Issue #1734, opened 2025-01-26
Deck suspended if not renewed (back to trial mode)


tylerecouture:
How does this effect students?  Only allow 5 to log in at a time?

PR #2290, opened 2026-08-08
feat: name the deadline and link the subscription page in deck notices (#1733)

tylerecouture:
### What

The in-app deck status notification was a bare label with no link ("Bytedeck sent a subscription expiry reminder.", maintainer report, 2026-08-08). It now carries the notice's key fact and links to the deck's subscription page:

- Expiry reminders name the governing deadline while it approaches ("this deck's free trial ends on Aug. 15, 2026 (7 days left).") and switch to the grace wording once it passes ("ended on Aug. 3, 2026 and the grace period ends on Sept. 2, 2026.").
- The suspended notice adds the deletion horizon ("...the grace period has run out; without a subscription the deck may be deleted after Aug. 8, 2027.").
- Limit warnings name the seat usage ("5 of 5 current-student seats are used.").

### How

Two layers:

1. **Notifications framework**: `Notification` gains a `target_url` field (an explicit link destination), set via `notify.send(..., url=...)`. Deck lifecycle notices have no natural target model, and without a target object a notification rendered an *empty* anchor on the list page, so there was no way to link one anywhere. `get_url()` prefers the explicit URL over `target_object.get_absolute_url()`, and the list page renders the verb itself as the link text in the url-only shape. Existing notifications are untouched (the field defaults to empty and every current call path leaves it that way).
2. **Deck notices**: `_deliver` appends `_notification_detail(deck, kind)` to the label and passes `url=reverse('decks:subscription')`. The detail sentence follows the governing clock (#1734 B4: the later of the trial and paid dates picks both the deadline and the trial/subscription wording).

One schema migration (`notifications.0002`, a nullable-equivalent `CharField` with a default, no data migration needed).

### Testing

## Instructions to follow
Could you copy each line in the listing above that includes the word "this"?

## Solution to the problem
How does this effect students?  Only allow 5 to log in at a time?
- Expiry reminders name the governing deadline while it approaches ("this deck's free trial ends on Aug. 15, 2026 (7 days left).") and switch to the grace wording once it passes ("ended on Aug. 3, 2026 and the grace period ends on Sept. 2, 2026.").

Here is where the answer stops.